Today it said profits in the last three months tumbled by 26% to £1.5 billion, and it put £670 million aside as an “impairment” charge against possible loan defaults.

That is a worrying call for the UK economy and bad news for new PM Rishi Sunak, hoping for signs that the winter may not be as tough as many fear.

Yesterday, Barclays set aside £380 million for expected bad debts. Tomorrow NatWest will unveil more of the same as banks fret that customers cannot cope with rising costs of everything, particularly energy bills and mortgages.

The banks ought to be booming. Lloyds net interest margin – the gap between what it pays savers and charges borrowers – is at a healthy 2.8%. That itself is far higher than rivals, which ought to give it a decent cushion against bad news.

Instead it warned of a “deterioration in the macroeconomic outlook”, a clear threat that it may not be able to issue loans demanded by customers to keep afloat.

Sophie Lund-Yates at Hargreaves Lansdown said:“Lloyds has seen its profits wiped out as it puts almost £700m aside in readiness for a weak economy. This non-cash charge is a buffer in case a high number of customers default on their loans. The best case scenario is that the group has over-egged its estimates and some of that hoard will be released, ultimately boosting profits. The more difficult scenario comes if the economic dive is steeper than predicted, which would see impairment charges swell. To a large extent, Lloyds can’t control the external forces that govern its customers’ behaviour, but its particular exposure to traditional lending, especially mortgages, puts it in the firing line when conditions sour.”

The Lloyds figures do at least suggest that talk of a windfall tax on “excess” bank profits might be shoved aside.

The already beleaguered shares fell 1.5% today to 42p. They have underperformed the stock market for years.

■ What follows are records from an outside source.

PR #1281, opened 2020-08-01
Fix TfHashMultimap container type for windows/macos

kxl-adsk:
The TfHashMultimap, when compiled under a non-GNU compiler, will not accept more than one item for a given key. The GCC section is using __gnu_cxx::hash_multimap at line 159 while the non-GCC is using std::unordered_map at line 361 of pxr\base\tf\hashmap.h.


jtran56:
Filed as internal issue #USD-6263

PR #1283, opened 2020-08-05
[usdUtils] don't recreate st and pref tokens every time

pmolodo:
### Description of Change(s)

This is admittedly a pretty minor performance fix - but it bothered me that we were always dynamically creating the "st" and "pref" tokens in UsdUtils.  Sort of goes against the point of the whole TfToken system.  This PR fixes this by making static tokens for these, and returning those.


jtran56:
Filed as internal issue #USD-6265

PR #1284, opened 2020-08-06
Fix extent computation plugins for simple primitive types (sphere/cube/cone/etc)

marktucker:
The extent computation functions for these basic primitive types were not passing
the time argument to the UsdAttribute.Get calls.

### Description of Change(s)
Use the timecode argument passed to extent computation plugins when fetching
attribute values from the primitive. Otherwise the default value for the
attribute would always be used. Implementations for other primitive types
already use the timecode this way.


jtran56:
Filed as internal issue #USD-6273

PR #1289, opened 2020-08-12
Fix for invalid value clip template asset path in dependency compute

timthehoff:
### Description of Change(s)
Adds a check for an empty clips directory before resolving and globbing for files.
This catches an error when an invalid templateAssetPath is specified in a Value Clip.

### Fixes Issue(s)
- https://github.com/PixarAnimationStudios/USD/issues/1288


jtran56:
Filed as internal issue #USD-6283

PR #1297, opened 2020-08-19
PrimCompositionQuery garbage collection fix

fabal:
### Description of Change(s)
When a `PrimCompositionQuery` python is created then garbage collected, the underlying c++ objects are not properly destructed. Among other things, this prevents unused layers to be discarded.

```python
from pxr import Sdf, Usd

def func():
    Usd.PrimCompositionQuery(s.GetPseudoRoot())

func()

assert not Sdf.Layer.GetLoadedLayers()
```

### Fixes Issue(s)
- Layers are not destroyed upon the garbage collection of a python `PrimCompositionQuery` object


jtran56:
Filed as internal issue #USD-6301

PR #2264, opened 2023-02-10
APPLE: Prevent mipmapping of 1x1 textures.

creijon:
### Description of Change(s)

In Metal, if a texture has any dimension being a single texel big the mipmapping call `generateMipmapsForTexture` will fail and throw an exception.  So we add a check to the existing one in `HgiMetalBlitCmds::GenerateMipMaps()` which catches this.

Thanks to @morteeza for this.

### Fixes Issue(s)
- Exception when mipmapping textures with any dimension being 1.


tallytalwar:
Filed as internal issue #USD-8000

sunyab:
This PR was merged into the `dev` branch in c6e09a4.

Analysts at Jefferies called today’s “glass half-empty focus” and “front-loading of provisions” to be reminiscent of worst of the Covid era in 2020.

Graham Cox of SelfEmployedMortgageHub.com said: "The higher impairment charges and reduced profits Lloyds is seeing are likely to be replicated across the banking sector. After having pandemic life-support switched off, many businesses are now struggling with much higher input costs and reduced demand. And with property prices inflated by Rishi Sunak’s stamp duty holiday and ultra-cheap credit, the chickens are now coming home to roost in the mortgage market. It’s quite conceivable house prices could fall 20-30% over the next couple of years, meaning impairment charges could start to get a whole lot bigger."